THE PROBLEM: Below are the records; output them exactly from the first line through the line with "--- a/examples/sdk/nextjs-delegated/.gitignore", stopping there.

SUPPLIED RECORDS: Begin

PR #4, opened 2023-11-24
Nextjs example: load env from either `.env` or `.env.local`

Thibault2ss:
In the nextjs-delegated-example, have dotenv load environment variables from either `.env` or `.env.local`, so that either one would be properly parsed (included multiline variables).

### DIFF
--- a/examples/sdk/nextjs-delegated/.gitignore
+++ b/examples/sdk/nextjs-delegated/.gitignore
@@ -25,6 +25,7 @@ yarn-debug.log*
 yarn-error.log*
 
 # local env files
+.env
 .env*.local
 
 # vercel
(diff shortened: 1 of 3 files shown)


drunkirishcoder (approved):
PR is 👍 

just a random thought, is it really necessary to support `.env.local`? I feel we should be more consistent on what we support across all examples. authv2 is already confusing enough, any variations we introduce will likely lead to more support issues.

ncornwell (approved):

Thibault2ss:
About your comment @drunkirishcoder , only reason we support `.env.local`, is that this is the standard in nextjs, cf [this](https://nextjs.org/docs/pages/building-your-application/configuring/environment-variables#loading-environment-variables). So if the developer is a Nextjs fanboy, he'll probably use `.env.local` instinctively I suppose

PR #9, opened 2023-12-01
feat(ripple): dfns-1813: typescript-sdk integration for XRP

Torakushi:
add XRP support + example 

- [x] WAIT FOR XRP to be tier 2 first


packages/lib-ripple/package.json
```diff
@@ -0,0 +1,4 @@
+{
+  "name": "@dfns/lib-ripple",
```
drunkirishcoder: let's call this `lib-xrpl`, there was an old deprecated package called [ripple-lib](https://www.npmjs.com/package/ripple-lib), let's not cause any confusion what we integrate with.

packages/lib-ripple/README.md
```diff
@@ -0,0 +1,36 @@
+# Dfns Wallet for [Ripple](https://xrpl.org/references.html)
+
+Dfns wallet integration with Ripple xrpl.js (https://js.xrpl.org/l), makes working with xrp as simple and painless as possible.
```
drunkirishcoder:
```suggestion
Dfns wallet integration with xrpl.js (https://js.xrpl.org), makes working with Ripple as simple and painless as possible.
```

packages/lib-ripple/index.ts
```diff
@@ -0,0 +1,68 @@
...
+      throw new DfnsError(-1, 'wallet not active', { walletId, status: res.status })
+    }
+
+    if (res.network !== 'Ripple' && res.network !== 'RippleTestnet') {
+      throw new DfnsError(-1, 'wallet is not bound to Ripple or RippleTestnet', { walletId, network: res.network })
+    }
+
+    // ripple adds the prefix "ed" to eddsa pubKey/private key to have
+    // the same bytes number as ecdsa pubKey.
+    const prefix = res.signingKey.scheme === 'EdDSA' ? 'ed' : ''
```
drunkirishcoder: can move this into the constructor.

packages/lib-ripple/index.ts
```diff
@@ -0,0 +1,68 @@
...
+  }
+
+  public get address(): string {
+    return deriveAddress(this.signingPubKey)
+  }
+
+  async signTransaction(transaction: Transaction): Promise<Transaction> {
+    const res = await this.dfnsClient.wallets.generateSignature({
+      walletId: this.metadata.id,
+      body: { kind: 'Transaction', transaction: encode(transaction) },
```
drunkirishcoder:
```suggestion
      body: { kind: 'Transaction', transaction: `0x${encode(transaction).toLowerCase()}` },
```

packages/lib-ripple/index.ts
```diff
@@ -0,0 +1,68 @@
...
+
+    // ripple adds the prefix "ed" to eddsa pubKey/private key to have
+    // the same bytes number as ecdsa pubKey.
+    const prefix = res.signingKey.scheme === 'EdDSA' ? 'ed' : ''
+
+    return new DfnsWallet(res, options, prefix + res.signingKey.publicKey)
+  }
+
+  public get address(): string {
+    return deriveAddress(this.signingPubKey)
```
drunkirishcoder: should be able to just return `this.metadata.address`.

packages/lib-ripple/index.ts
```diff
@@ -0,0 +1,68 @@
...
+      -1,
+      'cannot complete signing synchronously because this wallet action requires policy approval',
+      res
+    )
+  }
+}
+
+type WalletMetadata = GetWalletResponse
+
+export class DfnsWallet {
```
drunkirishcoder: ~looking into how to make the integration tighter, this is what we should do.~

~xrpl has a [wallet](https://github.com/XRPLF/xrpl.js/blob/main/packages/xrpl/src/Wallet/index.ts) abstraction. unfortunately it's not an interface. but we can still make this work by extending the class.~

```
export class DfnsWallet extends xrpl.Wallet
```

~we will override the following implementations, basically what you already have, with some minor changes to conform to their class.~

```
public get address(): string
public sign(transaction: Transaction, multisign?: boolean | string): {
    tx_blob: string
    hash: string
}
public getXAddress(tag: number | false = false, testnet = false): string
```

~should also override this, but throw not implemented error~

```
public verifyTransaction(): boolean
```

~nice thing with this design is then we can integrate with the xrpl much better like this~

```
const res = await client.submitAndWait({
    TransactionType: 'Payment',
    Account: wallet.address,
    Destination: "rBYtCQKxGTfFuob3hxSc8pEYddetT9CdDZ",
    Amount: '1',
  },
  {
    autofill: true,
    wallet,
  })
```

examples/libs/ripple/basic-tx/main.ts
```diff
@@ -0,0 +1,60 @@
...
+    // Replace with your desired receiver
+    Destination: "rBYtCQKxGTfFuob3hxSc8pEYddetT9CdDZ",
+    Amount: '100000',
+  }
+
+  // Choose the client you want.
+  const client = new Client('wss://testnet.xrpl-labs.com')
+  
+  // Connect the websocket client
+  await client.connect().then(async () => {
```
drunkirishcoder: don't use `then ... finally`. that's the old promise style before `async/await`.

packages/lib-ripple/index.ts
drunkirishcoder: nevermind, this would've worked except I just realized their `sign` function is not async. even though if they just made it async, it would work. `submitAndWait` is async.

that said, would still make sense I think to match the return type of `sign` to their function. minimize the differences between the examples they have and our example.

```
Promise<{
    tx_blob: string
    hash: string
}>
```

Torakushi: Yeah, I've seen their wallet abstraction, I did't think that it will be worth it. After seeing you're example, maybe it would have been more straight forward for the user. But unfortunately we can't use it :) 

I'll change the "sign" return. I'll keep in mind that we always want to keep things as close to the official library as possible.

examples/libs/ripple/basic-tx/main.ts
Torakushi: I miss my 'defer' statement in go :) 

It was only to call `disconnect` even in case of error

Will use a try catch instead

packages/lib-ripple/index.ts
Torakushi: right, forgot that now the address is in the metadata

README.md
```diff
@@ -177,8 +177,9 @@ Integrations with other blockchain platforms to make Dapp development frictionle
 
 * [BitcoinJS](https://github.com/dfns/dfns-sdk-ts/tree/m/packages/lib-bitcoinjs/) and [examples](https://github.com/dfns/dfns-sdk-ts/tree/m/examples/libs/bitcoinjs/)
 * [ethers.js v5](https://github.com/dfns/dfns-sdk-ts/tree/m/packages/lib-ethersjs5/)/[v6](https://github.com/dfns/dfns-sdk-ts/tree/m/packages/lib-ethersjs6/) and [examples](https://github.com/dfns/dfns-sdk-ts/tree/m/examples/libs/ethersjs)
-* [Tezos taquito](https://github.com/dfns/dfns-sdk-ts/tree/m/packages/lib-taquito/) and [examples](https://github.com/dfns/dfns-sdk-ts/tree/m/examples/libs/taquito)
+* [Ripple xrpl.js](https://github.com/dfns/dfns-sdk-ts/tree/m/packages/lib-xrpl/) and [examples](https://github.com/dfns/dfns-sdk-ts/tree/m/examples/libs/ripple)
```
drunkirishcoder: can we rename the example folder `xrpl` to match?

examples/libs/ripple/basic-tx/README.md
```diff
@@ -0,0 +1,55 @@
...
+
+Copy `.env.example` to a new file `.env` and set the following values,
+
+- `DFNS_API_URL` = `https://api.dfns.ninja`
+- `DFNS_APP_ID` = the `App ID` from above
+- `DFNS_APP_ORIGIN` = `http://localhost:3000`
+- `DFNS_CRED_ID` = the `Signing Key Cred ID` from above
+- `DFNS_PRIVATE_KEY` = the private key from the step 'generate a keypair', the newlines should not be a problem
+- `DFNS_AUTH_TOKEN` = the `authToken` from above, the value should start with `eyJ0...`
+- `DFNS_WALLET_ID` = a Dfns [wallet](https://docs.dfns.co/dfns-docs/api-docs/beta-wallets-api-and-nfts/create-wallet) ID
```
drunkirishcoder: `RIPPLE_WALLET_ID`

examples/libs/ripple/basic-tx/main.ts
drunkirishcoder: it's just a simple example, don't really care about error handling. all the examples we just assume they will work.

packages/lib-xrpl/index.ts
```diff
@@ -0,0 +1,77 @@
+import { DfnsApiClient, DfnsError } from '@dfns/sdk'
+import { Transaction, deriveAddress, encode } from 'xrpl'
```
drunkirishcoder: `deriveAddress` is no longer used.

packages/lib-xrpl/index.ts
```diff
@@ -0,0 +1,77 @@
...
+  }
+
+  public get address(): string {
+    return this.metadata.address!
+  }
+
+  public async signTransaction(transaction: Transaction): Promise<{ tx_blob: string; hash: string }> {
+    const signatureResponse = await this.dfnsClient.wallets.generateSignature({
+      walletId: this.metadata.id,
+      body: { kind: 'Transaction', transaction: `0x${encode(transaction)}` },
```
drunkirishcoder:
```suggestion
      body: { kind: 'Transaction', transaction: `0x${encode(transaction).toLowerCase()}` },
```

packages/lib-xrpl/index.ts
```diff
@@ -0,0 +1,77 @@
+import { DfnsApiClient, DfnsError } from '@dfns/sdk'
+import { Transaction, encode } from 'xrpl'
+import { GetWalletResponse, GenerateSignatureResponse } from '@dfns/sdk/types/wallets'
+import { hashSignedTx } from 'xrpl/dist/npm/utils/hashes'
```
drunkirishcoder: let's try not to import from private package path (when possible), the way to get this properly seems to be add import `hashes` from `xrpl` above. then later you can call `hashes.hashSignedTx(signedTx)`

packages/lib-xrpl/index.ts
Torakushi: Why is that?

Indeed, `encode(transaction)` is upper-case, but that's no problem for the signer. Is it just to be consistent?

drunkirishcoder: yeah

drunkirishcoder (dismissed):

drunkirishcoder (approved):

PR #11, opened 2023-12-02
synchronous signing for evm libs

drunkirishcoder:
* remove polling from ethersjs and viem, signing is now completely synchronous.
* if the wallet is bound to an evm network, we will sign the original transaction instead of the hash of the transaction.
* marked the ethersjs constructor as `deprecated`, it still compiles. major problem is constructor can't be async, it makes doing some validation based on the wallet impossible inside the constructor. the static `init` is the preferred pattern and is what we use for all the other libs integrations.
* moved all the examples under a `libs` folder. the `sdk` examples are buried by the libs examples. now the sdk examples are a bit easier to see.
* made the `.env.example` files more clear.


packages/lib-ethersjs5/index.ts
```diff
@@ -1,93 +1,135 @@
...
 import { defineReadOnly, resolveProperties } from '@ethersproject/properties'
+import { toUtf8Bytes } from '@ethersproject/strings'
 import { computeAddress, serialize, UnsignedTransaction } from '@ethersproject/transactions'
 
-const sleep = (interval = 0) => new Promise((resolve) => setTimeout(resolve, interval))
-
 export type DfnsWalletOptions = {
   walletId: string
   dfnsClient: DfnsApiClient
+  /** @deprecated transaction signing is now synchronous. polling is deprecated. */
```
ncornwell, line 17: Can we remove these or are you trying to save backwards compatibility?

ncornwell (approved):

packages/lib-ethersjs5/index.ts
drunkirishcoder: trying to be a bit backwards compatible since this is probably the most used integrations lib. this `@deprecated` should show up in an IDE to remind people to migrate. in a future release we can remove them.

SUPPLIED RECORDS: End

ANSWER SPACE:
PR #4, opened 2023-11-24
Nextjs example: load env from either `.env` or `.env.local`

Thibault2ss:
In the nextjs-delegated-example, have dotenv load environment variables from either `.env` or `.env.local`, so that either one would be properly parsed (included multiline variables).

### DIFF
--- a/examples/sdk/nextjs-delegated/.gitignore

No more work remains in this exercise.